INSTRUCTIONS FOR THE TASK:
In the records below, find the line with "Closing since this" and the line with "Thanks @jeskew. Made"; return exactly those lines and every line between them.

EXERCISE MATERIALS:
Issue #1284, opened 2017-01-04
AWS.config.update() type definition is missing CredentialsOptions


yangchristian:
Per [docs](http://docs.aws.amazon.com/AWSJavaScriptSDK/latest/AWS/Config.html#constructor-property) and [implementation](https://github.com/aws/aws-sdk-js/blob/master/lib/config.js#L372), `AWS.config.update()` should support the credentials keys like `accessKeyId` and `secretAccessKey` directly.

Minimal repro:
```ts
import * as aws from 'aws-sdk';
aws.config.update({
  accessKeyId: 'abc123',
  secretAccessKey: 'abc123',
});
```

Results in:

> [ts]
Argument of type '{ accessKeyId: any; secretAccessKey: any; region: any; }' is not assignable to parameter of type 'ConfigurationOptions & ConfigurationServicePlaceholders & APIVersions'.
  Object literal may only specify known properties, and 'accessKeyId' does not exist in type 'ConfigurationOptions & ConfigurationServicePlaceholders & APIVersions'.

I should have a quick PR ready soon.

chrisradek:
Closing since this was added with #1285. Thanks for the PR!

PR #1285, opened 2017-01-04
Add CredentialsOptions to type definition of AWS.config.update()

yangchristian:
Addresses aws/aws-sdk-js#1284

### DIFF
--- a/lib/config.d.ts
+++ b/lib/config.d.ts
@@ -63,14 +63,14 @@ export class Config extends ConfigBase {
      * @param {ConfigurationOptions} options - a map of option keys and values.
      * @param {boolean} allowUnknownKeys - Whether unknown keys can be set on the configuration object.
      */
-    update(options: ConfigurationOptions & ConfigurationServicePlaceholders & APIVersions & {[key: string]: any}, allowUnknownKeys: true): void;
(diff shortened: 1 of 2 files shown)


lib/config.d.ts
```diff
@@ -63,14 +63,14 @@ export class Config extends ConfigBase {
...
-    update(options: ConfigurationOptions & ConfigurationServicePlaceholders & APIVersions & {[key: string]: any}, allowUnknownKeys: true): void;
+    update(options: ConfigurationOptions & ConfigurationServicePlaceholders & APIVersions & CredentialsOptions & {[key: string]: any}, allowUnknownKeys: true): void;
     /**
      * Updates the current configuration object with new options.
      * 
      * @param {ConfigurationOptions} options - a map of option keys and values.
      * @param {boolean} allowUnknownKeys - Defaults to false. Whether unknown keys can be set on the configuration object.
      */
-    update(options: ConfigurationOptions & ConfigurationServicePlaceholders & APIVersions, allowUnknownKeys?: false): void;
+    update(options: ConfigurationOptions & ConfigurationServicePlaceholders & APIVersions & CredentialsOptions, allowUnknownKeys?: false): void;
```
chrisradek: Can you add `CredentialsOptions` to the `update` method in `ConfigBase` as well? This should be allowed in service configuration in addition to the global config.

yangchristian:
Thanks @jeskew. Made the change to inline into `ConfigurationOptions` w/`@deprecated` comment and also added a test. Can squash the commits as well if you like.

--

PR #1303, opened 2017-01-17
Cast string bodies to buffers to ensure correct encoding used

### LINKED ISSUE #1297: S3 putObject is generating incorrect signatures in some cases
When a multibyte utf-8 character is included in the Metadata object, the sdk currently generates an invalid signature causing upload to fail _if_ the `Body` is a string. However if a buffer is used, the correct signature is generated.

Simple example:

==

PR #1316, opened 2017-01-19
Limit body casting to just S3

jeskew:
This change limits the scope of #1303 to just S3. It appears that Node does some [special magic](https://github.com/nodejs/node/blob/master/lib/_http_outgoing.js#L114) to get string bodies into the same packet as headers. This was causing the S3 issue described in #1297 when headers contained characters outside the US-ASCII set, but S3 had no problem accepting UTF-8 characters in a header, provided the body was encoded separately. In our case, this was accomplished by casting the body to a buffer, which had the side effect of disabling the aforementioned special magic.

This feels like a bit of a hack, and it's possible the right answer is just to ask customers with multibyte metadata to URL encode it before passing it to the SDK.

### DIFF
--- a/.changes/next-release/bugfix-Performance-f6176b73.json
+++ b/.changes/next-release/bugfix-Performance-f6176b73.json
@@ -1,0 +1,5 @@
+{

REPLY TO THE EXERCISE:
Closing since this was added with #1285. Thanks for the PR!

PR #1285, opened 2017-01-04
Add CredentialsOptions to type definition of AWS.config.update()

yangchristian:
Addresses aws/aws-sdk-js#1284

### DIFF
--- a/lib/config.d.ts
+++ b/lib/config.d.ts
@@ -63,14 +63,14 @@ export class Config extends ConfigBase {
      * @param {ConfigurationOptions} options - a map of option keys and values.
      * @param {boolean} allowUnknownKeys - Whether unknown keys can be set on the configuration object.
      */
-    update(options: ConfigurationOptions & ConfigurationServicePlaceholders & APIVersions & {[key: string]: any}, allowUnknownKeys: true): void;
(diff shortened: 1 of 2 files shown)


lib/config.d.ts
```diff
@@ -63,14 +63,14 @@ export class Config extends ConfigBase {
...
-    update(options: ConfigurationOptions & ConfigurationServicePlaceholders & APIVersions & {[key: string]: any}, allowUnknownKeys: true): void;
+    update(options: ConfigurationOptions & ConfigurationServicePlaceholders & APIVersions & CredentialsOptions & {[key: string]: any}, allowUnknownKeys: true): void;
     /**
      * Updates the current configuration object with new options.
      * 
      * @param {ConfigurationOptions} options - a map of option keys and values.
      * @param {boolean} allowUnknownKeys - Defaults to false. Whether unknown keys can be set on the configuration object.
      */
-    update(options: ConfigurationOptions & ConfigurationServicePlaceholders & APIVersions, allowUnknownKeys?: false): void;
+    update(options: ConfigurationOptions & ConfigurationServicePlaceholders & APIVersions & CredentialsOptions, allowUnknownKeys?: false): void;
```
chrisradek: Can you add `CredentialsOptions` to the `update` method in `ConfigBase` as well? This should be allowed in service configuration in addition to the global config.

yangchristian:
Thanks @jeskew. Made the change to inline into `ConfigurationOptions` w/`@deprecated` comment and also added a test. Can squash the commits as well if you like.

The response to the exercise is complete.